Institutional investors worldwide continue to finance the coal industry with holdings totalling over $1.2trn, according to the Global Coal Exit List (GCEL) published today by a group of NGOs including Urgewald, Reclaim Finance, and 350.org Japan.

Blackrock tops the ranking among asset managers with the highest amount of bonds and shares holdings in coal companies, according to the report at $108.78bn, split into $9.84bn for bonds and $98.94bn for shares, followed by Vanguard with $101.11bn.

The Government Pension Investment Fund (GPIF) in Japan has $28.04bn invested in holdings in the coal industry, while the Government Pension Fund Global in Norway holds $14.17bn, Allianz $9.41bn and Legal & General $7.35bn, the list showed.

Among European pension funds the Dutch civil service scheme ABP invests $5.37bn in coal holdings, the scheme for healthcare workers PFZW invests $184m, while the pension fund for the metals sector and the technological industry PME invests $208m. Sweden’s AP7 and AP4 invest $177m and $215m, respectively, according to the research.

In total, the list shows 4,970 institutions holding a total of $228.36bn in bonds and $994.07bn in equities within the coal industry, but the “top two dozen investors” account for 46% of the total sum of $1.2trn, the NGOs said.

“It’s absolutely frightening to see that pension funds, asset managers, mutual funds and other institutional investors are still betting on coal companies in the midst of an existential climate crisis,” said Yann Louvel, policy analyst at Reclaim Finance.

GCEL country chart

Source: Urgewald

US investors account for almost 56% of investments in the global coal industry

He added: “No one should be fooled by BlackRock’s and Vanguard’s membership in the Net Zero Asset Managers Initiative. These two institutions have more responsibility for accelerating climate change than any other institutional investor worldwide.”

Companies included in the GCEL represent 90% of the thermal and coal production and coal-fired capacity globally.

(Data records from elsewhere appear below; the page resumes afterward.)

PR #3118, opened 2026-08-27
feat(llm): run GAIA agents on AMD LLM gateway models

kovtcharov-amd:
GAIA could only use models Lemonade loads on the local machine, so a Ryzen AI box was capped at what fits in its own memory. The AMD LLM gateway hosts 76 models — the on-prem `Gemma-4-31B`, `Qwen3.6-35B-A3B` and `GPT-oss-120B`, plus frontier models like `Claude-Opus-5` — and Lemonade 11.8's cloud offload is the primitive needed to reach them. Press `g` in the TUI, paste a token, tick a model, and every existing agent runs on it with no new LLM client. It also makes it possible to run one task through a GAIA agent and through another tool on the same model and compare directly.

**No token is written to a GAIA file.** It goes to Lemonade's in-memory store, and a copy to your OS credential store (DPAPI / Keychain / SecretService) so a Lemonade restart does not cost you the token — encrypted at rest, and refused outright if only a plaintext keyring backend is available. `~/.gaia/gateway.json` holds the base URL, enabled models and learned model capabilities; it has no field a secret could occupy. `LEMONADE_AMD_API_KEY` in Lemonade's environment still takes precedence.

> Stacked on #3117 — merge that first. Base is `kalin/lemonade-embeddable`.

## Verified against the live gateway

Real inference end to end through GAIA and an embeddable Lemonade 11.8, not a mock. Measured on a 120-word generation:

| Model | Provider | Latency | Avg TPS |
|---|---|---|---|
| `GPT-oss-20B` | On-Prem | 3.1s | 96 |
| `Gemma-4-31B` | On-Prem | 3.7s | 40 |
| `Claude-Opus-5` | Azure OpenAI | 5.6s | 53 |

`Gemma-4-31B` streams at 78 TPS with 1.8s to first token, which is why it is the default when the gateway is enabled. **The gateway returns no tokens when streaming any other model** while non-streaming works for all of them. GAIA learns that the first time it happens, says so, answers without streaming, and remembers the model — so the empty stream is paid once ever rather than once per turn.

Two things live testing corrected that a reviewer should not have to rediscover: `llm.amd.com` is the SSO portal, not the API (it is `llm-api.amd.com/Unified/v1`), and the gateway is Azure APIM so it authenticates on `Ocp-Apim-Subscription-Key`, not a bearer token. Lemonade carries exactly one auth header, and it stores a key without validating it — so the wrong header did not fail at `auth`, it returned success with zero models and every later command failed for reasons that looked unrelated.

## Threads worth reviewing separately

- **Cloud models bypass the local-model machinery.** A gateway model has no weights, so download, load, ctx-pinning and the model-slot lease are all skipped. Without this, selecting one evicted the model resident on your NPU or GPU to pin a context window it does not control.
- **Two token-leak paths closed.** The TUI control API logged injected text verbatim to the debug log, so a token typed through it reached disk in cleartext — masking protects the frame, not the log. The diagnose script passed the token in argv.
- **A remembered token is replayed at the readiness gate**, not in the `gaia gateway` subcommands. That is the one place `gaia chat`, `gaia llm`, the Agent UI and agent runs all funnel through; hooking it anywhere else gives a token that persists for the setup commands and silently does not for the ones that matter.
- **Tool-calling comes from what the gateway advertises per model**, so an agent will not attempt native tool calls against a model that cannot serve them. Strictly additive: every local model id takes a byte-identical path.

## Test plan

- [ ] `pytest tests/unit/test_gateway.py tests/unit/test_lemonade_cloud_models.py` (69 tests)
- [ ] `cd tui && go test ./...`
- [ ] `scripts/test-llm-gateway.ps1` — one command, prompts for a token, runs the whole flow including real inference and a check that nothing reached disk
- [ ] TUI: `g` from the hub, walk URL → token → model; confirm the token never appears on screen
- [ ] `cat ~/.gaia/gateway.json` contains no secret
- [ ] Enter the token in the TUI, restart Lemonade, relaunch — the model list loads without asking again
- [ ] Set a non-streaming model active and send a message: it answers in one piece with a stated reason, and does not hang
- [ ] `pytest tests/integration/test_gateway_lemonade.py` against a real Lemonade ≥ 11.8


itomek (dismissed):

kovtcharov-amd:
🔒 The three high-severity CodeQL alerts on this PR were false positives — no token was ever written to a log.

The constant they flagged holds the *name* of an environment variable, not its value, so the status output CodeQL objected to only ever printed that name alongside a boolean. It is now called `GATEWAY_ENV_VAR`, which is both what it actually holds and no longer something a scanner — or a reader — mistakes for a key. Nothing was suppressed: no `lgtm`/`nosec` comment, no suppressions-file entry, no query change. CodeQL is clear because the misreading is gone.

While in there I checked the PR's headline claim rather than restating it, and it holds. The settings file is written from an explicit allowlist with no field a secret could occupy, and the credential store, the daemon route and both PowerShell helpers log presence or length only, never a value.

The three red checks are green too. Two were latent `NameError`s on the gateway path, and the third was a test that reassigned the real `sys.platform`, which sends the standard library down Windows-only branches and so passed locally while failing the Linux and macOS runners.

The remaining red check is the Gemma eval gate, which reports `Regressed categories: none` and fails on its own comparison step. It failed the same way on the previous commit, so it is not from this change.

@kovtcharov-amd for awareness.

kovtcharov-amd:
Fixed, and the grep you asked for turned up two more copies of the same claim.

`gaia gateway auth -h` now says the token is remembered in the OS credential store by default and names `--no-remember` for session-only. Tests pin the help text against the parser's actual default in both directions, so the next edit to either has to face the other — three of the four fail against the old string.

The two the report did not mention were both true when written and both stopped being true when token storage landed:

- `set_token`'s docstring pointed at the environment variable as *the* way to persist a token.
- The TUI gateway package doc said the screen talks to Lemonade directly and never writes the token to disk. `persist.go`, in that same package, deliberately goes through the daemon — the credential store is reachable only from Python.

The guide, the CLI reference and the command's own success message were already correct. That is precisely why this survived: every surface agreed except one, and nothing compares them.

<details>

**`src/gaia/cli.py`** — the `auth` subparser help:

```python
        help="Give Lemonade a gateway token (remembered in the OS credential "
        "store by default; use --no-remember for session-only)",
```

**`src/gaia/llm/gateway.py`** — `set_token`'s docstring. The method itself is still session-only, so the first half was accurate; the closing sentence now names `remember_token` alongside `LEMONADE_AMD_API_KEY` instead of implying the env var is the only route.

**`tui/internal/ui/gateway/client.go`** — the package doc, stale twice over: it claimed the package avoids the daemon entirely, and that the token never reaches disk. It now separates the two paths — this file straight to Lemonade, `persist.go` through the daemon to the credential store.

**Test:** `tests/unit/cli/test_gateway_help_matches_behaviour.py`, four cases against `build_parser()` — the help must not claim the token is unstored, must say where it goes, and must name the opt-out; and the opt-out must exist with `no_remember=False` as the parsed default, so the help cannot advertise a dead flag.

Verified with `PYTHONPATH=$(pwd)/src` (the `gaia` console script is `-e` linked to another worktree). 276 passed across `tests/unit/cli/`, `test_gateway.py`, `test_daemon_gateway_routes.py` and `test_lemonade_cloud_models.py` — 7 pre-existing failures in `test_stub_surface_gates.py` and a missing `tomli_w`, both identical on a stashed tree. Go builds and its gateway tests pass; `client.go` was already gofmt-flagged for CRLF before this change.
</details>

kovtcharov-amd:
CI is green except the eval gate, which fails identically on `main` — so it is not this PR, and it is not something this PR can fix.

I dispatched `Agent Eval — Gemma-4-E4B consolidation` on `main` ([run 33704798271](https://github.com/amd/gaia/actions/runs/33704798271)) and compared: same five `tool_selection` scenarios, same `ERRORED` after the same 3 seconds, same integrity failures. Filed as #3341 with the side-by-side.

Two independent causes, neither in this branch: the RAG embedder will not load on the Strix Halo runner (#3016, which the job already diagnoses itself), and `tool_selection`'s scenarios exit 1 in ~3s — a launch failure, since the same scenarios take 200–680s when they really run. `claude -p`'s stderr is swallowed by the PowerShell wrapper, so the actual reason is not recoverable from the log; #3341 leads with fixing that.

Everything else passes: 95 checks green, including the C++ STX integration job that was red earlier and cleared on a clean run. `main` is merged in with no conflicts.

<details>

**Merged `origin/main`** (59 commits) at `9d18a779d`, no conflicts. Re-verified after the merge: 110 passed across `tests/unit/cli/test_gateway_help_matches_behaviour.py`, `test_gateway.py`, `test_daemon_gateway_routes.py`, `test_lemonade_cloud_models.py`; Go builds and the gateway package tests pass; `util/check_doc_versions.py` clean.

**One lead chased and eliminated.** The eval runner sets `PYTHON_KEYRING_BACKEND=keyring.backends.null.Keyring`, and this PR adds code that deliberately refuses a null keyring backend — a plausible culprit worth ruling out rather than assuming. Under that env var, `recall_token()` returns `None` and the readiness replay no-ops for a local model, nothing raised. Verified by running it, not by reading it.

**The C++ STX failure** earlier in this PR was `CMakeTestCCompiler.cmake: unknown error` — the runner could not compile a test program at all. It passed on the next run against the same code.

</details>

kovtcharov-amd:
Stopped short of resolving this one — `main` has since grown its own cloud-model support, and merging would leave two of everything.

While this branch sat, `main` landed a generic provider path: a `/provider` screen that registers **local / fireworks / amd** with Lemonade and picks models, backed by `cloud_model_provider()` in the Lemonade client. This branch's `/gateway` screen and its own cloud-model registry do the same job a different way. A plain merge ships both — two commands for one task, and two independent caches deciding whether a model is gateway-hosted.

The branch still carries things `main` does not: the real gateway URL, the Azure APIM subscription-key header, the curated model list, the daemon route that persists the token to the OS credential store. Those are worth keeping. Which of the two classification designs survives is a call for you, not something to guess at during a conflict resolution — especially since the path can't be exercised here without a live gateway token.

<details>

`git merge origin/main` produces 8 conflicts; the shape of them is the story:

- `src/gaia/llm/lemonade_client.py` (×3) — this branch's `record_cloud_models()` / `is_cloud_model()` / `known_cloud_providers()` / `_CLOUD_MODELS` global vs `main`'s `_model_metadata` cache + module-level `cloud_model_provider(model_id, metadata)`. `main`'s version already treats `{"fireworks", "amd"}` as known provider namespaces and honours `recipe == "cloud"`.
- `tests/unit/test_lemonade_cloud_models.py` — **add/add**. Both sides independently wrote a file with that name, testing their own design. Clearest signal that this is duplication, not a textual clash.
- `tui/internal/ui/chat/palette.go`, `components/helpoverlay{,_test}.go` — `/gateway` vs `/provider` + `/agents`.
- `src/gaia/llm/lemonade_manager.py` (×4) — tractable on its own: `main` factored the predicate into `is_llm_model_entry()`, this branch adds `and not _is_cloud_entry(m)`. Resolution is `is_llm_model_entry(m) and not <cloud check>`, but the cloud check is exactly the API under dispute.
- `src/gaia/agents/base/readiness.py`, `tui/internal/control/server.go` — fall out of the same two items.

Blast radius if this branch's API wins: `cloud_model_provider` has ~12 production call sites on `main` — `agents/base/agent.py` (×4), `hub/agents/gaia/python/gaia_agent/stdio.py` (×5, including the model-picker filter), `llm/providers/lemonade.py`. Those would all need rewriting.

Merge aborted; nothing pushed. Branch is untouched at `9d18a779d`.
</details>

The firms included in the list generate a share of revenues from coal and a share of power production from coal of 20% or more, produce annual thermal coal of 10 Mt per year or 5GW of coal-fired generation capacity and develop new coal mines, new coal-fired power plants and coal-related infrastructure.

The research – conducted by not-for-profit Profundo – sourced mainly the financial databases Bloomberg and Refinitiv, data from IJGlobal, and looked at data on investments in bonds and shares of pension funds.